Note each line in the data holding the string "messages" and report it.
(Available records)
PR #3422, opened 2025-01-06
ci: Automatically lock issues and PRs older than a year

miquelbeltran:
## Description

This GH action closes PRs and Issues that have been closed and without activity for a year.

This is to avoid spam on older issues and force users to create new tickets if they have problems.

The default is 365 days since last activity. We can lower this value to something shorter e.g. 90 days.

## Related Issues

- None

## Checklist

## Breaking Change

### DIFF
--- a/.github/workflows/stale.yml
+++ b/.github/workflows/stale.yml
@@ -30,8 +30,5 @@ jobs:
           exempt-issue-labels: enhancement
           exempt-pr-labels: keep-open
           operations-per-run: 1000
-      - name: Lock closed issues and PRs (defaults to 365 days)
-        uses: dessant/lock-threads@v5.0.1
-        with:
-          process-only: 'issues, prs' # Ignore Discussions
-          
+      - name: Lock closed issues and PRs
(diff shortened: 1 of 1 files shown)


.github/workflows/stale.yml
```diff
@@ -26,3 +30,8 @@ jobs:
           exempt-issue-labels: enhancement
           exempt-pr-labels: keep-open
           operations-per-run: 1000
+      - name: Lock closed issues and PRs (defaults to 365 days)
```
vbuberen, line 33: Nit: I suggest to change the name a bit, so it looks something like this:
```
# Defaults to 365
- name: Lock old issues and PRs
```

vbuberen (approved):
Do we want to add messages as well to locking action?

miquelbeltran:
> Do we want to add messages as well to locking action?

The other option is locking "discussions" but we have those disabled already.

miquelbeltran:
I simplified the CI script, removed the explicit `process-only` and as well the mention on the default inactive days value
(End Available records)
### Answer for the task
Do we want to add messages as well to locking action?
> Do we want to add messages as well to locking action?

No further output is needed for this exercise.